Глотку пронзает тонкий, острый, прозрачный осколок, блестит слюной и слизью, и друг этого парня дрожащей рукой пытается вынуть стекло. Видно плохо, он светит фонариком с телефона, лезет пальцами парню в рот, а тот давится и старается не шевелиться. Получается лишь с третьей попытки, и друг достает осколок двумя пальцами. Два дюйма. На осколке кровь и мясо – кусок глотки на конце. Друг откладывает стекло на чистую белую салфетку. Другие официанты, шеф-повар и дневальные хлопочут как ни в чем не бывало. Тунде фотографирует восемь осколков на салфетке.
Непотребство на приеме он тоже снимал – камеру держал низко, у бедра, будто просто на руке болтается. Официанту всего семнадцать. Он такое уже видел, слышал, но самому досталось впервые. Нет, идти ему некуда. У него родня в Украине, примут, если он сбежит, но при переходе границы могут и пристрелить – времена-то нервные. Он все это рассказывает, утирая кровь с губ.
Произносит тихо:
– Виноват я, нельзя говорить, когда президентка говорит.
Он уже всхлипывает – от шока, от стыда, от страха, от унижения, от боли. Знакомые чувства, Тунде знает их с того самого дня, когда к нему прикоснулась Энума.
В заметках для книги он пишет: “Поначалу мы не говорили о своей боли, потому что это не по-мужски. А теперь не говорим, потому что нам страшно, и стыдно, и одиноко, и надежды нет, каждый из нас одинок. Не поймешь, когда первое обернулось вторым”.
Официант, которого зовут Петр, что-то царапает на бумажке. Сует ее в руку Тунде, сжимает ему кулак. Долго глядит Тунде в глаза – вот-вот поцелует, что ли. И Тунде ему позволит: всем этим людям нужно утешение.
Официант говорит:
– Не уходите.
Тунде отвечает:
– Я останусь, сколько вам нужно. Если хотите – пока не закончится праздник.
Петр говорит:
– Нет. Не бросайте нас. Она будет выгонять журналистов из страны. Прошу вас.
Тунде спрашивает:
– Что вы слышали?
Но Петр твердит одно:
– Прошу вас. Не уходите. Прошу вас.
– Я не уйду, – говорит Тунде. – Я не уйду.
Он отлучается покурить на задах кухни. Поджигает сигарету – пальцы дрожат. Он знаком с Татьяной Москалевой, она была с ним любезна, и поэтому он думал, будто понимает, что тут творится. Предвкушал новую встречу. А теперь рад, что не представился случай напомнить о себе. Тунде достает из кармана бумажку, которую дал Петр, смотрит. А там тряскими печатными буквами: ОНИ БУДУТ НАС УБИВАТЬ.

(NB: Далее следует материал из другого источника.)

PR #178, opened 2015-11-17
Bug Fix: Installing, activating, deactivating, and deleting a plugin does not wipe/clear the cache; see: websharks/zencache#424

renzms:
see: websharks/zencache#424


raamdev:
@jaswsinc Can we add a filter here to disable this behavior should a site owner want to do so?

raamdev:
@jaswsinc Ping. ↑

jaswsinc:
@raamdev I see no problem with that.

## @renzms Next Actions

- Before [this line](https://github.com/websharks/zencache-pro/blob/6eeeb6f2d50240351ba5496a08929ef315d9f16e/src/includes/closures/Plugin/WcpPluginUtils.php#L18) add the following:

  ```php
  if (!$self->applyWpFilters(GLOBAL_NS.'_auto_clear_on_plugin_activation_deactivation', true)) {
      return 0; // Nothing to do here.
  }
  ```

renzms:
@jaswsinc /@raamdev

PR submitted!

raamdev:
@renzms Thanks! Tested and merged. :-)

jaswsinc:
:+1:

Из боковой двери Тунде фотографирует людей, расходящихся с приема. Пару контрабандистов, торгуют оружием. Спеца по биологическому оружию. Какой-то бал Всадников Апокалипсиса. В машину садится Роксанна Монк, королева лондонского преступного клана. Видит, как Тунде снимает, и губами складывает ему: “Отъе. Бись”.